---------- Input data ----------
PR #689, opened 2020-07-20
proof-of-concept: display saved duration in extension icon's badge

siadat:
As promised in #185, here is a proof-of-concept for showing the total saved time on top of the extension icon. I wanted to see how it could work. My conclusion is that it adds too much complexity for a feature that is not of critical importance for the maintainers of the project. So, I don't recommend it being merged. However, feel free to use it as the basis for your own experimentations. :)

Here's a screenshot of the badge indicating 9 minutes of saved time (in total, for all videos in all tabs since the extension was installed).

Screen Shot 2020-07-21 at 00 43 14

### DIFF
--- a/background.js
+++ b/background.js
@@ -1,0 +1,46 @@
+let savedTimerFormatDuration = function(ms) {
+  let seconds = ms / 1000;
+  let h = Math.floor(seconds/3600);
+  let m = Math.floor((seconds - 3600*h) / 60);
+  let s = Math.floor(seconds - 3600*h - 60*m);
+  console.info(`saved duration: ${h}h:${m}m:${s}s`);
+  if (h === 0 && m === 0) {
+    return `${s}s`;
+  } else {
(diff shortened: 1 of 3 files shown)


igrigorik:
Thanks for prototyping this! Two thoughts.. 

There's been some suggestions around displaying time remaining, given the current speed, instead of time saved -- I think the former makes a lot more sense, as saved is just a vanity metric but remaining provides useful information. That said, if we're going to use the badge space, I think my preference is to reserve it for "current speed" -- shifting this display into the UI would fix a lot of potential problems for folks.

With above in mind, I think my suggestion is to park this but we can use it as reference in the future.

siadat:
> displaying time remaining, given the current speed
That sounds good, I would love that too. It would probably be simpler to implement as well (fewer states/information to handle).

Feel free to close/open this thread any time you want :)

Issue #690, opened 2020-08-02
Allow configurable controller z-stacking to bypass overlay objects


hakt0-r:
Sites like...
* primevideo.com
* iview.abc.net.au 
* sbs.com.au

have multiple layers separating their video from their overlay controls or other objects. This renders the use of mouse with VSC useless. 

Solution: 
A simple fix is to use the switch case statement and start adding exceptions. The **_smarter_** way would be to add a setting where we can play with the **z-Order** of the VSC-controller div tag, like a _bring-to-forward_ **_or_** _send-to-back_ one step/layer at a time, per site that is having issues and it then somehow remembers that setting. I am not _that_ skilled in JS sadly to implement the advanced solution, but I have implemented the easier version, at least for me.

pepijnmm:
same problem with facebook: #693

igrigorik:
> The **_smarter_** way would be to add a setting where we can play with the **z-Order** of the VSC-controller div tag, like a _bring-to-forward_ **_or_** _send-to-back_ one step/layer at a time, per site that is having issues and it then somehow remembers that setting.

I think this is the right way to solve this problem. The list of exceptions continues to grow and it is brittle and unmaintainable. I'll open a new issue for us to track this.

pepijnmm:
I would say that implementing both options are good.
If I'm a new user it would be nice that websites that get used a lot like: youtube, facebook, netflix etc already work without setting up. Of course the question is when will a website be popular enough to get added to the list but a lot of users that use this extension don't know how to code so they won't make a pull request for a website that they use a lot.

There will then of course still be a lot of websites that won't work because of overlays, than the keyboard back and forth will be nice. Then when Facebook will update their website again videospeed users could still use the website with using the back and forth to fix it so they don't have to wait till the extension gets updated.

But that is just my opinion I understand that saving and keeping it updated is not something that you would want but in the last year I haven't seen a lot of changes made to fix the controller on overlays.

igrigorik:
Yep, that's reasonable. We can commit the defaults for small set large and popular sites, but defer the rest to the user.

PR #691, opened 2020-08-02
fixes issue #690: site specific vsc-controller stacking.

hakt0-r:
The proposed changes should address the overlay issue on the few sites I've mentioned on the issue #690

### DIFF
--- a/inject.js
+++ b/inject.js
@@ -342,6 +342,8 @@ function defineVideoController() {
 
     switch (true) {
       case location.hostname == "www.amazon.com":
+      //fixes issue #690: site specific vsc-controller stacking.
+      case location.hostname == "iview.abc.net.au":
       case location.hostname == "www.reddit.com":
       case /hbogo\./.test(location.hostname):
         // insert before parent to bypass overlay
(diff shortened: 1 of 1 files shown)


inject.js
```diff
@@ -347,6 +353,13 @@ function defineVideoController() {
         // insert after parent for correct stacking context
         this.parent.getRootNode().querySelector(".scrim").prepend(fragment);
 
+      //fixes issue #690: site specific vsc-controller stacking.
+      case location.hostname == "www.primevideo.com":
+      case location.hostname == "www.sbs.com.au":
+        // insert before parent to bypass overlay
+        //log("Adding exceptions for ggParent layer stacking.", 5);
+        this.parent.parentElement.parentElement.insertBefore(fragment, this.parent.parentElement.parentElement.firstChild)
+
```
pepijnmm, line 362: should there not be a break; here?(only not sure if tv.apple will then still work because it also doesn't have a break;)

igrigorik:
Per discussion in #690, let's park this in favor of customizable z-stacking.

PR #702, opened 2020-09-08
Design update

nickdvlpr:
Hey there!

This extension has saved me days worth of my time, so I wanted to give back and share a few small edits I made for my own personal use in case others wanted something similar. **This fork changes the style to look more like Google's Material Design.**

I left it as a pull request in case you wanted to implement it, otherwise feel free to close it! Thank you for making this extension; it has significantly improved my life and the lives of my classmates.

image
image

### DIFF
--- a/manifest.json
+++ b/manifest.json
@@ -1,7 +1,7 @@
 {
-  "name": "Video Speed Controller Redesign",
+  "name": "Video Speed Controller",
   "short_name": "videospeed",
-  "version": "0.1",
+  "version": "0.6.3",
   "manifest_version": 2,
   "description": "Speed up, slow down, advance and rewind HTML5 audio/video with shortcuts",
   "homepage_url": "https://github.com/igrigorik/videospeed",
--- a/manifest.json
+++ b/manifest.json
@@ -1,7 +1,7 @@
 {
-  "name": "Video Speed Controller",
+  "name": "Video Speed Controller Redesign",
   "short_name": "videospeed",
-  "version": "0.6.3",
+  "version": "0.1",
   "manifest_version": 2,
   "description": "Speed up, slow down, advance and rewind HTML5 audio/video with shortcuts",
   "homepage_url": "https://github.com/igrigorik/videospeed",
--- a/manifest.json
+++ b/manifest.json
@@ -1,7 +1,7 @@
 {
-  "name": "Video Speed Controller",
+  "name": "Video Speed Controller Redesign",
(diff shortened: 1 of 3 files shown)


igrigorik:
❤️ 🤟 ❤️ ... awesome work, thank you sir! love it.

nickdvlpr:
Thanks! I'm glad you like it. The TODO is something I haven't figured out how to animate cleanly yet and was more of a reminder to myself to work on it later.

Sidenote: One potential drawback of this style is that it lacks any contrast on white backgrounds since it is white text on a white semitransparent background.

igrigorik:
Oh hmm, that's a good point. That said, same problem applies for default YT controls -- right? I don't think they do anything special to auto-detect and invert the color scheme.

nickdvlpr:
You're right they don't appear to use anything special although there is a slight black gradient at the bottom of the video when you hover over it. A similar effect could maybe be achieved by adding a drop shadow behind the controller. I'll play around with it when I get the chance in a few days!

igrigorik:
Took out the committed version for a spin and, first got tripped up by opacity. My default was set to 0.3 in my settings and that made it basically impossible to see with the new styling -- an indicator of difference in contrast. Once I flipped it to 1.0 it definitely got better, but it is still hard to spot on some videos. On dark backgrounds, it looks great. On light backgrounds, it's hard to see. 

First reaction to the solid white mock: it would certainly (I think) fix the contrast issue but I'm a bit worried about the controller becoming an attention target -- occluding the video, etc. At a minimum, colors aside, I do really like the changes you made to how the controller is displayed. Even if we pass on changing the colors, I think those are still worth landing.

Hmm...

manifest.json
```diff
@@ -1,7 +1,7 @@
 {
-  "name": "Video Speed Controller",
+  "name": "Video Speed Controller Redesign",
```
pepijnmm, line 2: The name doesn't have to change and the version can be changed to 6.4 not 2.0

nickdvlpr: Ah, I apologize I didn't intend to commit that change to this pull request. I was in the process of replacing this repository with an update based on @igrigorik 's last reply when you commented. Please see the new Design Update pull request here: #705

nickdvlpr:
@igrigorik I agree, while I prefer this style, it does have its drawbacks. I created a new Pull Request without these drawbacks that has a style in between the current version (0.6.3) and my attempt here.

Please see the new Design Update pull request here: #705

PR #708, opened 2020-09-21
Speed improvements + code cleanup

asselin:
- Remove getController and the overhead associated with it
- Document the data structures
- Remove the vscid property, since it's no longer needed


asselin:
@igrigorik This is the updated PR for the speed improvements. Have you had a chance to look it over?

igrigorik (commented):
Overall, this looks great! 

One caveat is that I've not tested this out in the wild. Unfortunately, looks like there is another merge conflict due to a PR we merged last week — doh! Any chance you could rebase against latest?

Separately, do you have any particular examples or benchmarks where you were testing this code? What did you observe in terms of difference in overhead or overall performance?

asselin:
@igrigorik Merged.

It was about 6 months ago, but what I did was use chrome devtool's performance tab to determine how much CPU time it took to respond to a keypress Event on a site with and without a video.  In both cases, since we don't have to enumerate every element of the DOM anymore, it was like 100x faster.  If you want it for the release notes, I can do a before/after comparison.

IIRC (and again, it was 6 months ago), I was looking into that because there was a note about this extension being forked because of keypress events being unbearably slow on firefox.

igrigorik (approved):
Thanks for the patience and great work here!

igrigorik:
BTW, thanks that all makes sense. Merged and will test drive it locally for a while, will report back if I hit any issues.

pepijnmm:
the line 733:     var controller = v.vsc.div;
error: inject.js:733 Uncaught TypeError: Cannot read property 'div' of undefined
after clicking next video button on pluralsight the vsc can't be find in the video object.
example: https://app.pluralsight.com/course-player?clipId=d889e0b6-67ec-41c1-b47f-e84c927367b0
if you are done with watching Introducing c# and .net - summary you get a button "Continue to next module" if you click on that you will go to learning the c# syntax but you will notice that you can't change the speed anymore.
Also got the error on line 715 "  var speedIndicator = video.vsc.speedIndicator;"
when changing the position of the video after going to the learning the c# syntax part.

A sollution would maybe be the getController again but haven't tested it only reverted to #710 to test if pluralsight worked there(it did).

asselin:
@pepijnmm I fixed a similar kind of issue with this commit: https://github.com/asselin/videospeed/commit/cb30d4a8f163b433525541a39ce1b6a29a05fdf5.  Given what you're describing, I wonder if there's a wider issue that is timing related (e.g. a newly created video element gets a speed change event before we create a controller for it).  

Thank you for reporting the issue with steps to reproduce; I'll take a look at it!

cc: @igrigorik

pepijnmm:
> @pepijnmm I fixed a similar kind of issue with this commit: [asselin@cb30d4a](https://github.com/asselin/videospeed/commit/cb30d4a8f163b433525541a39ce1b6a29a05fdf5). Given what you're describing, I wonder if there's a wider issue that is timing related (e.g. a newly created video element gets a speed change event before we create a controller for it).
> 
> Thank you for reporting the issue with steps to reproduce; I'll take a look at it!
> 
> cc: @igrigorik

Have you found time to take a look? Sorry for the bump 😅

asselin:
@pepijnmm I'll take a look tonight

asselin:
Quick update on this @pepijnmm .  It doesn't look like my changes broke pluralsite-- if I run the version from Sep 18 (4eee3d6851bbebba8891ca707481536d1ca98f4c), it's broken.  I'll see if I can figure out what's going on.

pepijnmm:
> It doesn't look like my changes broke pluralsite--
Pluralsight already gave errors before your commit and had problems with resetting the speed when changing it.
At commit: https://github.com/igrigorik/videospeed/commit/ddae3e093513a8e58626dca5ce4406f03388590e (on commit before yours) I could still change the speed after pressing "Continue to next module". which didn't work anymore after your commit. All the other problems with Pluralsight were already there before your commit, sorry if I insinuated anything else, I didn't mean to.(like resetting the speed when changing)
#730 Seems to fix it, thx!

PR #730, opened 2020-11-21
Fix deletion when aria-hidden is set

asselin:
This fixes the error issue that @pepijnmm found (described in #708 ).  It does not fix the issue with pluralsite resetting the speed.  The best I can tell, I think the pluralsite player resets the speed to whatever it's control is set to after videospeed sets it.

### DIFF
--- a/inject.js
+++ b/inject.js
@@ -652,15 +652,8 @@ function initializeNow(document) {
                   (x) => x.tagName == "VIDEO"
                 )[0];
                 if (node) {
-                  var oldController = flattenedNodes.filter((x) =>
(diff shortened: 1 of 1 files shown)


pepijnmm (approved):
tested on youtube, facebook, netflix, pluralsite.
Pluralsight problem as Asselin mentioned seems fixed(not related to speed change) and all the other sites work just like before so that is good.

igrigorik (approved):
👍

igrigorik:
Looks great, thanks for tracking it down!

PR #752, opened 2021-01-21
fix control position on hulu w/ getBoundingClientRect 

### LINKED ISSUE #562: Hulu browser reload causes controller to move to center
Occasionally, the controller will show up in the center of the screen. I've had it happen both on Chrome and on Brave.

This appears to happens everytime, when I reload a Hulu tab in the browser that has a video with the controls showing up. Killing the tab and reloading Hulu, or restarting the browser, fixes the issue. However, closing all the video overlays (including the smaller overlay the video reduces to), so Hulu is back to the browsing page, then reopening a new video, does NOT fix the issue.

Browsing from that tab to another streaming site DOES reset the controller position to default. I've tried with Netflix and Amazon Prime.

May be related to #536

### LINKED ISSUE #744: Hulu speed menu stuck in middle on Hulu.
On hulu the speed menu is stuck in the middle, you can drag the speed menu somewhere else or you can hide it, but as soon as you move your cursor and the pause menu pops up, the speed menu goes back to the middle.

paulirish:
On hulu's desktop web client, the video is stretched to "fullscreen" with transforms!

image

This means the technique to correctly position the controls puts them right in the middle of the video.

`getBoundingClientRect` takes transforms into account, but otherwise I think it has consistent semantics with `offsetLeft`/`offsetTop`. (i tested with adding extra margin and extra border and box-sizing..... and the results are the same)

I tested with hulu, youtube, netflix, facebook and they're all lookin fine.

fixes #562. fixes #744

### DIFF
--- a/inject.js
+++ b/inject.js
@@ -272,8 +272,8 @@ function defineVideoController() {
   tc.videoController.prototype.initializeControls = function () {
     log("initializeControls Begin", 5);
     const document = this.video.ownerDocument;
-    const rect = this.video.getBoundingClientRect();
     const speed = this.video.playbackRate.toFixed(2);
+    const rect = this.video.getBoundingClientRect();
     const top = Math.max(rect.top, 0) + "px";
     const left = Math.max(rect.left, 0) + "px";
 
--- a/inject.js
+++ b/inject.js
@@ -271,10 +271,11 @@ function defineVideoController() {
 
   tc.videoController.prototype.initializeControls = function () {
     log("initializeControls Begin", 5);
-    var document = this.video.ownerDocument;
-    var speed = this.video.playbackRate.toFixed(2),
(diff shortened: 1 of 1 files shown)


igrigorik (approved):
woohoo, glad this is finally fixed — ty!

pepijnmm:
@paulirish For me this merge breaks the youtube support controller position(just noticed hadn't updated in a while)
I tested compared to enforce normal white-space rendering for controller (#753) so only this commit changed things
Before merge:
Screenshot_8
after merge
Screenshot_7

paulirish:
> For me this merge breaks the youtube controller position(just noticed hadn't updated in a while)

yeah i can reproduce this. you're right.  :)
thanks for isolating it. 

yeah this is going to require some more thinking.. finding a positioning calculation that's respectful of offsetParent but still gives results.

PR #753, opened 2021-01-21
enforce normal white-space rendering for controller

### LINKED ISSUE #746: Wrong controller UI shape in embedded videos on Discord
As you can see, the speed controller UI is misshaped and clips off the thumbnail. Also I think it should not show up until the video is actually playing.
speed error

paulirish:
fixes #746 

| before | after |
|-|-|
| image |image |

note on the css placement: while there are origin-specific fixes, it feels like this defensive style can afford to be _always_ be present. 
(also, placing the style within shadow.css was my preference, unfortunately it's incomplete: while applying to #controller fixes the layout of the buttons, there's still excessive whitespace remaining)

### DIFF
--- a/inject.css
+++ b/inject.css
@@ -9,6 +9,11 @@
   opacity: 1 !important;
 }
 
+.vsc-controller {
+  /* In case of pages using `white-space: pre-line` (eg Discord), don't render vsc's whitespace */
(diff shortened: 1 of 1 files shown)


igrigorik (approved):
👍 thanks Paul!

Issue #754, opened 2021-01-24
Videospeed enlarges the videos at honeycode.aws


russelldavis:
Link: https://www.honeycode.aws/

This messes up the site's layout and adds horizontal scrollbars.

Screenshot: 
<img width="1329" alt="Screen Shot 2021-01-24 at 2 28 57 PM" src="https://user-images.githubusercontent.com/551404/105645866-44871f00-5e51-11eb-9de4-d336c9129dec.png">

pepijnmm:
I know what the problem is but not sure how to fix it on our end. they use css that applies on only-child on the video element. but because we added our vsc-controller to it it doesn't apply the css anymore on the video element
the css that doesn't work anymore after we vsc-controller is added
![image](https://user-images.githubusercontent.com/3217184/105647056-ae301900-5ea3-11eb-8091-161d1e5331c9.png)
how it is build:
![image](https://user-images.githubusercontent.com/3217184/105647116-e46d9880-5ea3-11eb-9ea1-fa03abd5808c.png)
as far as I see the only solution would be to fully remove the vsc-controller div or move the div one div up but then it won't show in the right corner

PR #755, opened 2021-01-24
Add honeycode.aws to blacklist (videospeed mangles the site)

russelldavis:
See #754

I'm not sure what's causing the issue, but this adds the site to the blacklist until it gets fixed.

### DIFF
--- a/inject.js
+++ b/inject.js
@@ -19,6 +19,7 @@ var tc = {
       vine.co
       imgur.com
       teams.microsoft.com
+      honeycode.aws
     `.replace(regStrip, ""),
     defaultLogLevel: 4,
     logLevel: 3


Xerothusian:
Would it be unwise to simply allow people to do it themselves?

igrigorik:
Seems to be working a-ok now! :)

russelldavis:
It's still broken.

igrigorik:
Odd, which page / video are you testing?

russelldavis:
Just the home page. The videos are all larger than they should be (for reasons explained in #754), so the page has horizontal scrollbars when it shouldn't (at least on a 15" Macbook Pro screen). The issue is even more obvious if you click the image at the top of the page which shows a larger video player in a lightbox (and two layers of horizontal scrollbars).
----------
Find every line above that contains the word "special", and return each one.

■ Your solution
Oh hmm, that's a good point. That said, same problem applies for default YT controls -- right? I don't think they do anything special to auto-detect and invert the color scheme.
You're right they don't appear to use anything special although there is a slight black gradient at the bottom of the video when you hover over it. A similar effect could maybe be achieved by adding a drop shadow behind the controller. I'll play around with it when I get the chance in a few days!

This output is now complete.